PR #84, opened 2019-03-14
Update Lottie-Windows.csproj

sohchatt:
Update csproj with description and tags for nuget.org

### DIFF
--- a/Lottie-Windows/Lottie-Windows.csproj
+++ b/Lottie-Windows/Lottie-Windows.csproj
@@ -1,6 +1,14 @@
 ﻿<Project Sdk="MSBuild.Sdk.Extras">
 
   <PropertyGroup>
+    
+    <!-- Description -->
+    <Title>Lottie-Windows</Title>
+    <Description>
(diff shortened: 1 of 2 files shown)


Lottie-Windows/Lottie-Windows.csproj
```diff
@@ -1,6 +1,14 @@
 ﻿<Project Sdk="MSBuild.Sdk.Extras">
 
   <PropertyGroup>
+    
+    <!-- Description -->
+    <Title>Lottie-Windows</Title>
+    <Description>
+      Render Adobe AfterEffects animations natively on Windows: aka.ms/lottie
```
michael-hawker: I'd put the full link so that it's more likely to be clickable depending on client.

```suggestion
      Render Adobe AfterEffects animations natively on Windows: https://aka.ms/lottie
```

michael-hawker:
@sohchatt can you update the version.json [here](https://github.com/windows-toolkit/Lottie-Windows/blob/941ce5e60f369d43547306230395d5e6250ee94c/version.json#L2) to just be `5.1.1` as well?  Then I won't have to do a separate PR for that too. :)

Task to complete | Copy out the line containing "(diff shortened: 1 of 2 files shown)", then every line after it through the end of the listing, exactly and with nothing else.

Exercise result |
(diff shortened: 1 of 2 files shown)


Lottie-Windows/Lottie-Windows.csproj
```diff
@@ -1,6 +1,14 @@
 ﻿<Project Sdk="MSBuild.Sdk.Extras">
 
   <PropertyGroup>
+    
+    <!-- Description -->
+    <Title>Lottie-Windows</Title>
+    <Description>
+      Render Adobe AfterEffects animations natively on Windows: aka.ms/lottie
```
michael-hawker: I'd put the full link so that it's more likely to be clickable depending on client.

```suggestion
      Render Adobe AfterEffects animations natively on Windows: https://aka.ms/lottie
```

michael-hawker:
@sohchatt can you update the version.json [here](https://github.com/windows-toolkit/Lottie-Windows/blob/941ce5e60f369d43547306230395d5e6250ee94c/version.json#L2) to just be `5.1.1` as well?  Then I won't have to do a separate PR for that too. :)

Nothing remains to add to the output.